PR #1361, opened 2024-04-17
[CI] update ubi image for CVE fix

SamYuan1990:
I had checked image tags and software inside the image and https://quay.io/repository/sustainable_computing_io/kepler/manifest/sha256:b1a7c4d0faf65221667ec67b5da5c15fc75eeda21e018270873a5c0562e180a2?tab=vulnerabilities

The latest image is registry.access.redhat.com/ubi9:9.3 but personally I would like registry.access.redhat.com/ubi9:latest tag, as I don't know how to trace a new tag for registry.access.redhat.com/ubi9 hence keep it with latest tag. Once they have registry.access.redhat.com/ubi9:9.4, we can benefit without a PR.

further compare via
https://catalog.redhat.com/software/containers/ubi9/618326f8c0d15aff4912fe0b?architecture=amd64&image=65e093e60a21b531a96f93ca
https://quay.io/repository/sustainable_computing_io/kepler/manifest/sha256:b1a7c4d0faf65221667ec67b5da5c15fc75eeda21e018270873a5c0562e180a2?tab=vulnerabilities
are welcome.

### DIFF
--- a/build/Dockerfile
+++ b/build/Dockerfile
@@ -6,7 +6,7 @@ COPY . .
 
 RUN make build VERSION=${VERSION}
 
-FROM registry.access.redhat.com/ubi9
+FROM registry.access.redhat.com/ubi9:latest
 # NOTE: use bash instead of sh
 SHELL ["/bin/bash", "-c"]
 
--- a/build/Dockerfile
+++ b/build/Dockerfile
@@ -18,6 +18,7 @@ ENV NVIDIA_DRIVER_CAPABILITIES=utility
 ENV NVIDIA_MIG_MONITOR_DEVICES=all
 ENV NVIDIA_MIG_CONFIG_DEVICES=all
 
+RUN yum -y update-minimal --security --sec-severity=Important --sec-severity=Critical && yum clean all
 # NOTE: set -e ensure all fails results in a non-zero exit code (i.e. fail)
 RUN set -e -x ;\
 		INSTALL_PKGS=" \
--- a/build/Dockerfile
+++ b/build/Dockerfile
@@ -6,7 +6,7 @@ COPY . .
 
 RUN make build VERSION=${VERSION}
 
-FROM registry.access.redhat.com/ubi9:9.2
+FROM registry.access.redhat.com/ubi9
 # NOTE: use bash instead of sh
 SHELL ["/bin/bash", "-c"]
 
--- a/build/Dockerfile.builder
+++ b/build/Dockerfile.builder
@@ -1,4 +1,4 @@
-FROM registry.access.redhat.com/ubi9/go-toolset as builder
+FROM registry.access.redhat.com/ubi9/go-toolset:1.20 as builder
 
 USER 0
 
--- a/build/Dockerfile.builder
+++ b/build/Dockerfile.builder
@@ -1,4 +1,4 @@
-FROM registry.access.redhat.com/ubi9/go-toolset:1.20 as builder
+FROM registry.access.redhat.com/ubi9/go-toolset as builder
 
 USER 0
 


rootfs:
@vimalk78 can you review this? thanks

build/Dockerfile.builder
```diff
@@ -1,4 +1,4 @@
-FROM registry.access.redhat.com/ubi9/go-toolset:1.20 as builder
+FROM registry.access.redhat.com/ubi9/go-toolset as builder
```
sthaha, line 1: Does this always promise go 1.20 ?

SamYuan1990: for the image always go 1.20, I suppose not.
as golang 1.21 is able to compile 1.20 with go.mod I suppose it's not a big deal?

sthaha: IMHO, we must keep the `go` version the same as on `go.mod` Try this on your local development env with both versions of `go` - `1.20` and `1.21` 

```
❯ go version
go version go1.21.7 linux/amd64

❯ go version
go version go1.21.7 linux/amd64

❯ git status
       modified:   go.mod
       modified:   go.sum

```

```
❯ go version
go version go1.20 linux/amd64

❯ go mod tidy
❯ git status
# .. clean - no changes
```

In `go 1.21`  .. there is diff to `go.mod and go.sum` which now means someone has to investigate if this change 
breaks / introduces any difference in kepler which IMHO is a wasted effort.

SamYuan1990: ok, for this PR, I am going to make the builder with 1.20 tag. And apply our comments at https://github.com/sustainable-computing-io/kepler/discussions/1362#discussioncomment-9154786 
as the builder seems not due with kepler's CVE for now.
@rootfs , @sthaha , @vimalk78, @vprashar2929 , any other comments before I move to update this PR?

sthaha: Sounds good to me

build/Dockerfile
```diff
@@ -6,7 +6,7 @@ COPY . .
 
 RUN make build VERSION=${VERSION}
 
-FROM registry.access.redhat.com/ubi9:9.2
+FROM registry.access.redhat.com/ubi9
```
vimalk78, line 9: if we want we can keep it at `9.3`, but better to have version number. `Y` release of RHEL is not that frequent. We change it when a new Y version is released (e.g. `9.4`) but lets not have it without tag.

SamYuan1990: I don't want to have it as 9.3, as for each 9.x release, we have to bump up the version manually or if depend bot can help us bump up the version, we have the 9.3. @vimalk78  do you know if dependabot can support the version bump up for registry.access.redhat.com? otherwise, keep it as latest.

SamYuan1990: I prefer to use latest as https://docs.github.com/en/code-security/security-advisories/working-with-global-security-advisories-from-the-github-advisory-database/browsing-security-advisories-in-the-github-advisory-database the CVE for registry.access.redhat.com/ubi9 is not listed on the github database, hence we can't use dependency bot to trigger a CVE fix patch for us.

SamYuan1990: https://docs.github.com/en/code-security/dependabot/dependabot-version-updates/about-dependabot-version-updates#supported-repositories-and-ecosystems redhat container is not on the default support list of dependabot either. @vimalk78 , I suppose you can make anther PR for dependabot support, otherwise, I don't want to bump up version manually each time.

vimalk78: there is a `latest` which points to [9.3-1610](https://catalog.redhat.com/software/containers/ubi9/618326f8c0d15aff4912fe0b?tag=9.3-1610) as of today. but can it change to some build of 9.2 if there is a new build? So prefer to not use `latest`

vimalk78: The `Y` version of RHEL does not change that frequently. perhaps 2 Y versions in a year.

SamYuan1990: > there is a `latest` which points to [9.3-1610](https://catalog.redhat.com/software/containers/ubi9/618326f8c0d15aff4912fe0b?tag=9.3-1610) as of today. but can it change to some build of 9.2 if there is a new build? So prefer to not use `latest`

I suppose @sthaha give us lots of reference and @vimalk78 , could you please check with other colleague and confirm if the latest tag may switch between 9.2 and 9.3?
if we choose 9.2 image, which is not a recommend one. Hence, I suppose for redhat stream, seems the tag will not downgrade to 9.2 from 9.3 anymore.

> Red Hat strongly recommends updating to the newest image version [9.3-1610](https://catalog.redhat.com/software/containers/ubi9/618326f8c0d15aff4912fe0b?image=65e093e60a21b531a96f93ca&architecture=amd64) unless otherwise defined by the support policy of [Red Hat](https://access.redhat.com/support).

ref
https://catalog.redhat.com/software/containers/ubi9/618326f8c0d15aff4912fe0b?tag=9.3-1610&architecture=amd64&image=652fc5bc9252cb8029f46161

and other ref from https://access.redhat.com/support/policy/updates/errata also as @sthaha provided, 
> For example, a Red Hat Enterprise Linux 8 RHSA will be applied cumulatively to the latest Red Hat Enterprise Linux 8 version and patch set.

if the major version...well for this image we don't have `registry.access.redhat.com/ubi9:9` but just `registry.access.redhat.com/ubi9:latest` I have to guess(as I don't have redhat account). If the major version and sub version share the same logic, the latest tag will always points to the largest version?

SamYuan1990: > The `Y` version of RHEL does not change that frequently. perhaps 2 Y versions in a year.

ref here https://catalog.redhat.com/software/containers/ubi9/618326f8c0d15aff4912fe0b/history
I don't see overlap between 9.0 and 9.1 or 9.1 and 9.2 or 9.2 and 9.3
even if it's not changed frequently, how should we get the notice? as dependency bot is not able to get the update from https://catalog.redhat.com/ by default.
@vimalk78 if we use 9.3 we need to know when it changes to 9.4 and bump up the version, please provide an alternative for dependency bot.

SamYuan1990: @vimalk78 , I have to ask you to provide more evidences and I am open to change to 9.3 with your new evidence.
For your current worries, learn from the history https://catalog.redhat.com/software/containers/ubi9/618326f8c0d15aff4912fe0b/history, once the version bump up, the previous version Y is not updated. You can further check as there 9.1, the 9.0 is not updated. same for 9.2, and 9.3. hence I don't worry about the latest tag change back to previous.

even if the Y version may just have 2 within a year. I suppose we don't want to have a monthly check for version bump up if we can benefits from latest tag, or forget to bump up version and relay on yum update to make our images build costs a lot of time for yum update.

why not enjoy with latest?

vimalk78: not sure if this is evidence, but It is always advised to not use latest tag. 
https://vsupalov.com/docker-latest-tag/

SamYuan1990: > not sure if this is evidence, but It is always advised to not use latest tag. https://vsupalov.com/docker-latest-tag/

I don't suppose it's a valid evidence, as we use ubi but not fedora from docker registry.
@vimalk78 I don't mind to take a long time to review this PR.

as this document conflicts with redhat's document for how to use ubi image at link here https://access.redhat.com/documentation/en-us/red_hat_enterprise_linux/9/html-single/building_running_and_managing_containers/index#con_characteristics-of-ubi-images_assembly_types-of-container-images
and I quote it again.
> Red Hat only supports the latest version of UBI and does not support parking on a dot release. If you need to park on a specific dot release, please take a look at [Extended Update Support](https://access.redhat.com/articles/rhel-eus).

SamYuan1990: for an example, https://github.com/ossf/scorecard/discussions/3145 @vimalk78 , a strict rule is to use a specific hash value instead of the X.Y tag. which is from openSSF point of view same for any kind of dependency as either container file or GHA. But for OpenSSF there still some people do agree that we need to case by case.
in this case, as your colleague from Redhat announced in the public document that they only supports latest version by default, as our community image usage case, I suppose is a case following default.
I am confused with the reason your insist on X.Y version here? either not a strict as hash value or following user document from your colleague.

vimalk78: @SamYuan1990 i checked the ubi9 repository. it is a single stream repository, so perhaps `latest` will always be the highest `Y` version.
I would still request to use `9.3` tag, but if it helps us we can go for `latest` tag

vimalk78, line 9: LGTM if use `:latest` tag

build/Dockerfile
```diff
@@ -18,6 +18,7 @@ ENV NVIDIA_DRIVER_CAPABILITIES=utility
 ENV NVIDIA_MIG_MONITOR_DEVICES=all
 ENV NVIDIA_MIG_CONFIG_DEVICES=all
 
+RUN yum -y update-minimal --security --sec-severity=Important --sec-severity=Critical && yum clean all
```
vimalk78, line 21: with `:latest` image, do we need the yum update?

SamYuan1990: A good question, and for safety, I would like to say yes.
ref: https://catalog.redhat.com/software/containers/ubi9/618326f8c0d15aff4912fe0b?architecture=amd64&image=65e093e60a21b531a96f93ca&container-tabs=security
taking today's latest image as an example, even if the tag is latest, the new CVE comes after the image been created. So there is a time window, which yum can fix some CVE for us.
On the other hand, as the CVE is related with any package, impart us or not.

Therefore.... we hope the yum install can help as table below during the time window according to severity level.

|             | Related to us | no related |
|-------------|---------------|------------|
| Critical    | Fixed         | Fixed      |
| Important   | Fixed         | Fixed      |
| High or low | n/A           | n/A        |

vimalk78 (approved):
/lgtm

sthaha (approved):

====

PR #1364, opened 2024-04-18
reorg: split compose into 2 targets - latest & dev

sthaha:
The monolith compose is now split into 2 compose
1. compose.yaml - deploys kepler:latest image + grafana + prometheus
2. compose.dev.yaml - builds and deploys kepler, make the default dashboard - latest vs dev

====

Description of the task:
Wherever the string "IMHO" occurs in the records, copy the line it is in.

Expected answer:
sthaha: IMHO, we must keep the `go` version the same as on `go.mod` Try this on your local development env with both versions of `go` - `1.20` and `1.21` 
breaks / introduces any difference in kepler which IMHO is a wasted effort.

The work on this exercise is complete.